Good morning, everyone, and thank you for joining us on the call today. Overall, it was a pretty straightforward financial result for the quarter. We generated $500,000 in adjusted EBITDA and now have $204 million in cash on the balance sheet, and another $109 million in net present value of the contingent consideration asset.
I really want to focus my remarks today, starting with the brief overview of our punctal plug program, followed by a retinoid program. And then make a few brief comments about Visudyne sales before turning the call over to Cam to walk you through financial results for the quarter.
Following the positive data that we announced at the end of August from our Glau 11 Phase II trial with latanoprost and punctal plugs and recall that was with plugs placed in both the lower and upper tear ducts of the eye. Now we initiated a proof-of-concept device-only study, using one of our proprietary punctal plug designs that was specifically modified for upper lid placement.

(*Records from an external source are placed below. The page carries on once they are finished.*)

PR #29763, opened 2025-04-12
AP_Mission: reset loop counter when loop completed

tridge:
this is a change of behaviour, but I think more closely aligns with expected behaviour (ie. principle of least surprise)

Should we have a MIS_OPTIONS bit for this?

### DIFF
--- a/libraries/AP_Mission/AP_Mission.cpp
+++ b/libraries/AP_Mission/AP_Mission.cpp
@@ -39,8 +39,8 @@ const AP_Param::GroupInfo AP_Mission::var_info[] = {
 
     // @Param: OPTIONS
     // @DisplayName: Mission options bitmask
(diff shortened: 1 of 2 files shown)


rmackay9:
Thanks for this. I think we should go without the MIS_OPTIONS if possible.  So if someone complains during beta testing we add it back but otherwise we go without.

libraries/AP_Mission/AP_Mission.cpp
```diff
@@ -2220,6 +2220,19 @@ bool AP_Mission::get_next_cmd(uint16_t start_index, Mission_Command& cmd, bool i
                 // continue searching from jump target
                 cmd_index = temp_cmd.content.jump.target;
             } else {
+                if (increment_jump_num_times_if_found) {
```
tridge, line 2223: will add option after devcall discussion

PR #29764, opened 2025-04-12
add and use a Location::copy_alt_from

peterbarker:
removes external knowledge of internal Location shape

### DIFF
--- a/libraries/AP_Common/Location.cpp
+++ b/libraries/AP_Common/Location.cpp
@@ -86,6 +86,14 @@ bool Location::change_alt_frame(AltFrame desired_frame)
     return true;
 }
 
+void Location::copy_alt_from(const Location &other)
+{
+    alt = other.alt;
+    relative_alt = other.relative_alt;
+    terrain_alt = other.terrain_alt;
+    origin_alt = other.origin_alt;
+}
+
 // get altitude frame
 Location::AltFrame Location::get_alt_frame() const
 {
--- a/libraries/SITL/SIM_Scrimmage.cpp
+++ b/libraries/SITL/SIM_Scrimmage.cpp
@@ -99,11 +99,13 @@ void Scrimmage::recv_fdm(const struct sitl_input &input)
 
     velocity_ef = Vector3f(pkt.speedN, pkt.speedE, pkt.speedD);
 
-    location.lat = pkt.latitude * 1.0e7;
-    location.lng = pkt.longitude * 1.0e7;
-    location.alt = pkt.altitude * 1.0e2;
-    position.z = (home.alt - location.alt) * 1.0e-2;
-
+    location = {
+        int32_t(pkt.latitude * 1.0e7),
+        int32_t(pkt.longitude * 1.0e7),
+        int32_t(pkt.altitude * 1.0e2),
+        Location::AltFrame::ABSOLUTE
+    };
+    UNUSED_RESULT(home.get_height_above(location, position.z));
 
     // velocity relative to air mass, in earth frame TODO
     velocity_air_ef = velocity_ef - wind_ef;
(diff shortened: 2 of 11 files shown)


timtuxworth:
Might it be better to create an Altitude class with a magnitude and frame? Then we would get things like copy() methods as standard and it would be much easier simpler to pass them around etc.

peterbarker:
> Might it be better to create an Altitude class with a magnitude and frame? Then we would get things like copy() methods as standard and it would be much easier simpler to pass them around etc.

That's an interesting concept - and it would actually match a function I was looking at writing the other day.

OTOH, it's actually *very* rare that we use altitudes without also having an associated lat/lng.  Maybe a dozen places in the code.

I'm reluctant to divert from our current push to eliminate access to the `.alt` field at this time.  It's just bug after bug after bug, and we *do* have clear both (a) intent and (b) a clear path to doing that at the moment.

timtuxworth:
> OTOH, it's actually _very_ rare that we use altitudes without also having an associated lat/lng. Maybe a dozen places in the code.

Fence min/max altitude ... ;-)

libraries/AP_Common/Location.cpp
```diff
@@ -86,6 +86,14 @@ bool Location::change_alt_frame(AltFrame desired_frame)
     return true;
 }
 
+void Location::copy_alt_from(const Location &other)
```
IamPete1, line 89: Should we be copying terrain relative altitudes without locations? That is somehow loosing some of the information. I note there is only one user in any-case.

libraries/SITL/SIM_Scrimmage.cpp
```diff
@@ -99,11 +99,13 @@ void Scrimmage::recv_fdm(const struct sitl_input &input)
 
     velocity_ef = Vector3f(pkt.speedN, pkt.speedE, pkt.speedD);
 
-    location.lat = pkt.latitude * 1.0e7;
-    location.lng = pkt.longitude * 1.0e7;
-    location.alt = pkt.altitude * 1.0e2;
-    position.z = (home.alt - location.alt) * 1.0e-2;
```
tridge, line 105: why remove position.z set?

libraries/SITL/SIM_SilentWings.cpp
```diff
@@ -209,16 +212,19 @@ void SilentWings::process_packet()
...
+            curr_location.lng,
+            0,
+            Location::AltFrame::ABSOLUTE,
+        };
+        origin.lat = home.lat;
+        origin.lng = home.lng;
         position.x = 0;
         position.y = 0;
-        position.z = -curr_location.alt;
+        position.z = -alt_abs_m * 100;;
```
tridge, line 227: looks wrong, maybe existing bug? position vector is used in meters in other places

libraries/SITL/SIM_XPlane.cpp
```diff
@@ -532,14 +536,18 @@ bool XPlane::receive_data(void)
     accel_earth.z += GRAVITY_MSS;
     
     // the position may slowly deviate due to float accuracy and longitude scaling
-    if (loc.get_distance(location) > 4 || abs(loc.alt - location.alt)*0.01f > 2.0f) {
+    ftype delta_height;
```
tridge, line 539: needs to be test flown over a long distance in XPlane

tridge (changes requested):

libraries/AP_Common/Location.cpp
peterbarker: Good call, added an internal error

libraries/SITL/SIM_Scrimmage.cpp
peterbarker: It's still there :-)

libraries/SITL/SIM_SilentWings.cpp
peterbarker: Yes, I agree, it does look suspect!  Not here to fix bugs ~~, just create them~~

libraries/SITL/SIM_XPlane.cpp
peterbarker: Removed these XPlane patches.

libraries/SITL/SIM_SilentWings.cpp
peterbarker: ... well, we did just end up changing this blind

libraries/AP_Common/Location.cpp
peterbarker: ... which we then removed at DevCall :-)

PR #29765, opened 2025-04-12
Plane: fixed incorrect set of location alt fields

tridge:
this fixes several places that set the alt field directly. The only one that is a real bug is in CIRCLE where if we were terrain following and change into CIRCLE mode we would climb to current alt + home alt absolute alt
This removes all sets of a alt field in a Location object in plane
This CIRCLE bug is also in 4.5.x

### DIFF
--- a/ArduPlane/quadplane.cpp
+++ b/ArduPlane/quadplane.cpp
@@ -3289,7 +3289,8 @@ bool QuadPlane::do_vtol_takeoff(const AP_Mission::Mission_Command& cmd)
             return false;
         }
     } else {
-        plane.next_WP_loc.alt = plane.current_loc.alt + cmd.content.location.alt;
+        plane.next_WP_loc.set_alt_cm(plane.current_loc.alt + cmd.content.location.alt,
+                                     Location::AltFrame::ABSOLUTE);
     }
     throttle_wait = false;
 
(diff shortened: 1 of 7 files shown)


ArduPlane/quadplane.cpp
```diff
@@ -3289,7 +3289,8 @@ bool QuadPlane::do_vtol_takeoff(const AP_Mission::Mission_Command& cmd)
             return false;
         }
     } else {
-        plane.next_WP_loc.alt = plane.current_loc.alt + cmd.content.location.alt;
```
peterbarker, line 3292: Pre-existing, but the check on line 3287 looks wrong - I think it's possible those alts could be in different frames.

ArduPlane/quadplane.cpp
```diff
@@ -3560,7 +3562,8 @@ bool QuadPlane::verify_vtol_land(void)
                 plane.set_next_WP(plane.mission.get_current_nav_cmd().content.location);
             } else {
                 plane.set_next_WP(plane.next_WP_loc);
-                plane.next_WP_loc.alt = ahrs.get_home().alt;
+                plane.next_WP_loc.set_alt_cm(ahrs.get_home().alt,
```
peterbarker, line 3565: Ideal place to use `copy_alt_from` (916bc6a06db8e83d3a32c4914ac29b2dec80eded in my repo)

... and there's several of those in this PR

peterbarker (approved):
LGTM

ArduPlane/quadplane.cpp
tridge: you're right, I've pushed a fix and tested in SITL. Terrain alt VTOL takeoff did not work

rmackay9:
this is included in 4.6.0-beta6 as part of #29771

Very pleased to announce this morning, to see the initial retention rate is significantly improved from the rates that we reported using a commercial punctal plug in the upper puncta in the earlier 11 trial. The data we announce this morning shows that we retained plugs in 22 of 27 eyes, a retention rate of 81% at one month.
As a reminder, the retention rates in the Glau 11 drug trial were less than 50% for the upper plug and this was generated with a commercially available punctal plug design. Also something to highlight for you is our experience over the past several years, shows that retention rates for our devices is slightly better in drug trials than it is in the device-only trials.
And usually that is favoring the drug trials by about 5%. And we expect this is the case, because the patients enrolled in the drug trials, generally are more careful about their plugs, since they're aware the device is delivering their daily glaucoma medication.
So this initial retention rate of 81% is encouraging to us. And we'll continue to refine our proprietary upper plug and strive to generate more and longer-term data, to ensure that we have an upper plug that is relatively easy to insert, it's comfortable for the patients and has good retention rates like our proprietary lower punctal plug. You can expect to hear periodic updates from us during 2012 on the progress on the device front.
Now, I want to turn to the drug delivery front. We will soon be initiating two Phase II trials, enrolling approximately 110 to 115 patients in total between the two trials. And the trials are designed to answer the question, what drove the efficacy we demonstrated in the last trial? As a reminder, we demonstrated a 5.7 mmHg reduction and intraocular pressure in one month.